In the previous post, we discussed the first steps in AI training processes. In this post, we will look into the possible training phases when the Conversational AI is already up and running. In some ways, AI trainers are the parents of the chatbots. There needs to be skillful parenting in order for the child to grow up and lead a successful independent life. Chatbots behave in the same way. You do not want to underdo it and not particularly overdo it either. We have found out that training and analyzing about 10% of the monthly discussions will be sufficient for the positive evolution of a conversational AI. Efforts lower than that might not paint full picture of the current situation. On the other hand, overtraining can lead to data imbalance, which could cause unwanted biases and inaccuracy in the decision-making.
People frequently think that AI training might end up being too time consuming. This is not the case. Training 1000-2000 phrases or individual customers inputs every month would be sufficient for a typical chatbot, that processes approximately 20,000 conversations per month. This can be usually done in a few days. Especially, if you have a simple phrase and intent matching tool available.

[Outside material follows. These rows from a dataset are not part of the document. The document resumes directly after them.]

PR #40490, opened 2024-04-23
Use SpringBootPlugin constants for task name

chaewss:
Update task names to use constants from SpringBootPlugin.


wilkinsona:
Thanks for the suggestion. Unfortunately, we don't want to make this change as it introduces a cycle between the `org.springframework.boot.gradle.plugin` and `org.springframework.boot.gradle.dsl` packages.

PR #40493, opened 2024-04-23
Pulsar auth parameters don't properly encode JSON values

### LINKED ISSUE #40492: PulsarPropertiesMapper.getAuthenticationParamsJson
@onobc 
[PulsarPropertiesMapper.getAuthenticationParamsJson](https://github.com/spring-projects/spring-boot/blob/6e37567a9d9932fdecd8ace18bb28a570e0827a9/spring-boot-project/spring-boot-autoconfigure/src/main/java/org/springframework/boot/autoconfigure/pulsar/PulsarPropertiesMapper.java#L135)  does not return a proper Json encoded in String
after this change https://github.com/spring-projects/spring-boot/commit/41ed4d6cf4c5e316f236c99ce59cf7ddfa48ee89 because values are not properly encoded.

onobc:
The values in the `spring.pulsar.client.authentication.param` config props map are not currently JSON encoded. For simple values this is fine. However, some custom auth modules may require more complex parameter values that may contain special characters that results in invalid JSON. This commmit encodes the parameter values using a very simple hand-rolled escape function.

Fixes #40492

### DIFF
--- a/spring-boot-project/spring-boot-autoconfigure/src/main/java/org/springframework/boot/autoconfigure/pulsar/PulsarPropertiesMapper.java
+++ b/spring-boot-project/spring-boot-autoconfigure/src/main/java/org/springframework/boot/autoconfigure/pulsar/PulsarPropertiesMapper.java
@@ -137,12 +137,23 @@ final class PulsarPropertiesMapper {
 		try {
 			return sortedParams.entrySet()
 				.stream()
-				.map((entry) -> "\"%s\":\"%s\"".formatted(entry.getKey(), entry.getValue()))
+				.map((entry) -> "\"%s\":\"%s\"".formatted(entry.getKey(), escapeJson(entry.getValue())))
 				.collect(Collectors.joining(",", "{", "}"));
 		}
 		catch (Exception ex) {
 			throw new IllegalStateException("Could not convert auth parameters to encoded string", ex);
 		}
+	}
+
+	private String escapeJson(String raw) {
+		return raw.replace("\\", "\\\\")
+			.replace("\"", "\\\"")
+			.replace("/", "\\/")
+			.replace("\b", "\\b")
+			.replace("\t", "\\t")
+			.replace("\n", "\\n")
+			.replace("\f", "\\f")
+			.replace("\r", "\\r");
 	}
 
 	<T> void customizeProducerBuilder(ProducerBuilder<T> producerBuilder) {
--- a/spring-boot-project/spring-boot-autoconfigure/src/test/java/org/springframework/boot/autoconfigure/pulsar/PulsarPropertiesMapperTests.java
+++ b/spring-boot-project/spring-boot-autoconfigure/src/test/java/org/springframework/boot/autoconfigure/pulsar/PulsarPropertiesMapperTests.java
@@ -81,8 +81,10 @@ class PulsarPropertiesMapperTests {
 	@Test
 	void customizeClientBuilderWhenHasAuthentication() throws UnsupportedAuthenticationException {
 		PulsarProperties properties = new PulsarProperties();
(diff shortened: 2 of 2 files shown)


spring-boot-project/spring-boot-autoconfigure/src/main/java/org/springframework/boot/autoconfigure/pulsar/PulsarPropertiesMapper.java
```diff
@@ -137,14 +137,25 @@ private String getAuthenticationParamsJson(Map<String, String> params) {
...
-				.map((entry) -> "\"%s\":\"%s\"".formatted(entry.getKey(), entry.getValue()))
+				.map((entry) -> "\"%s\":\"%s\"".formatted(entry.getKey(), escapeJson(entry.getValue())))
 				.collect(Collectors.joining(",", "{", "}"));
 		}
 		catch (Exception ex) {
 			throw new IllegalStateException("Could not convert auth parameters to encoded string", ex);
 		}
 	}
 
+	private String escapeJson(String raw) {
```
onobc, line 148: Because we do not directly bring in a JSON library (e.g. Gson or Jackson) we can not use the simple facilities that these libs have to "encode a JSON string". 

Here were the options:

## Use JSON lib
Add required dependency on Jackson or Gson and use their built-in methods

- ✅ solid encode impl maintained by JSON lib
- ❌ ❌ ❌ have to bring in direct dep on JSON lib and this forces it upon our users (not an option)
 
## Add feature to Spring Boot JsonParser
Add "encode a JSON string" to our `JsonParser` abstraction

- ✅ can be used in other areas of Spring Boot codebase
- ❌ created and maintained by us (more work)
- ❌ impl no more solid than if it were a private impl inside the mapper
- ❌ nowhere else in the Boot codebase needs this AFAIK
 
## Hand-roll basic encoder
Inline a simple encode JSON facility in the mapper.

- ❌ basic impl maintained by us
- ❌ ✅ not a perfect solution but will solve the majority of the cases
- ✅ ✅ no direct dep on JSON lib
- ✅ private impl localized to the mapper

spring-boot-project/spring-boot-autoconfigure/src/test/java/org/springframework/boot/autoconfigure/pulsar/PulsarPropertiesMapperTests.java
```diff
@@ -81,8 +81,10 @@ void customizeClientBuilderWhenHasNoAuthentication() {
 	@Test
 	void customizeClientBuilderWhenHasAuthentication() throws UnsupportedAuthenticationException {
 		PulsarProperties properties = new PulsarProperties();
-		Map<String, String> params = Map.of("param", "name");
-		String authParamString = "{\"param\":\"name\"}";
+		Map<String, String> params = Map.of("simpleParam", "foo", "complexParam",
```
onobc, line 84: We are not exhausting all [possible replacements characters](https://github.com/spring-projects/spring-boot/pull/40493/files#diff-5bb3152ef3fa91e2d911e7c908848b632a31bfd8f298b76536cbbc56c25a1891R149) **but** are covering the majority. 

@philwebb should we add a bit more coverage here?

mhalbritter:
Thanks Chris!

spring-boot-project/spring-boot-autoconfigure/src/test/java/org/springframework/boot/autoconfigure/pulsar/PulsarPropertiesMapperTests.java
mhalbritter: I'm not Phil, but I think this is fine :)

Furthermore, AI can learn from live chat software and can be trained with it. So, every time a live agent is working, the chatbot gets a little bit smarter. The virtual assistant is always next to the live agent, offering most likely answers that could be easily used by the human agent. In this manner, AI enables live agents to be quicker and receives intent matching accuracy in return.
In addition to training, equally important is to analyze the chatbot’s performance. The most obvious way of measuring it would be to calculate the percentage of correct predictions from total analyzed phrases and compare changes over time. For example, if I analyze 1000 bot predictions and validate 700 of them, we can assume that the chatbot currently understands intents correctly 70% of the time. While linking unique phrases to topics, one should also try to understand which topics or groups of topics are troublesome for the AI. This allows to quickly implement new topics to the system. Moreover, the analysis should include latest trends in the ways people ask questions or demand answers.

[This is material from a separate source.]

PR #40524, opened 2024-04-25
Remove unnecessary null check for expectedDeprecationMessages

chaewss:
Removed the unnecessary null check for `expectedDeprecationMessages` as it's already initialized as an ArrayList and cannot be null.


mhalbritter:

For example, take a look at the picture of our AI training tool below. Trainers can easily pick the dates from where the data will be displayed. From there they can check the chatbot’s ability to match customer enquiries to correct topics and validate the accurate ones. When the predicted intent is false, correct option can be chosen from the dropdown menu. In some cases, ignore button should also be used. A phrase should be ignored if it is a duplicate or spam message. This helps to preserve AI’s intent matching accuracy and prevent additional work in later stages (such as training data cleaning).

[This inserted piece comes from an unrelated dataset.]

PR #40554, opened 2024-04-27
Add support for AstraDB

michaelsembwever:
autoconfigure properties for a CassandraVectorStore cql connection to AstraDB

### DIFF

Picture 1. AlphaAI Inbox training tool
Finally, bigger companies with complex customer service support systems need to closely think through the structure of their chatbot. It is vital to narrow down the total number of topics and group similar ones. A handy way to solve too many topics problem is to generate menus for big topic groups. Although, if a company still needs to have 1000 different topics and 100 phrases linked to every one of them, then the training data must be organized very precisely.
It is highly unlikely that every 100-phrase cluster (1 topic) contains only sentences unique to the said topic. Hypothetically, lets imagine a scenario where there are two topics. “Open an account” and “Order new card”. Both topics will most likely consist of multiple different variations of “I want to open an account”, “I need to reopen my account”, “I want to order a new plastic card”, “I lost my old card. I need to order a new one” et cetera. Keyword “account” will most likely point the AI to “Open an account” topic. Same goes for keyword “card”, which is specific enough for the AI to immediately recognize it as “Order new card” phrase. In this case, the other components of the sentences, such as “I want to” and “I need to” are irrelevant in the grand scheme of things, because the phrases include something unique in addition to those general components. Now imagine the situation with 1000 topics and overlapping training data. The accuracy will probably suffer if the bot needs to analyze phrases that seem to fit under many different topics. For this reason, we suggest having less training data and making sure that every character of it represents specific topics.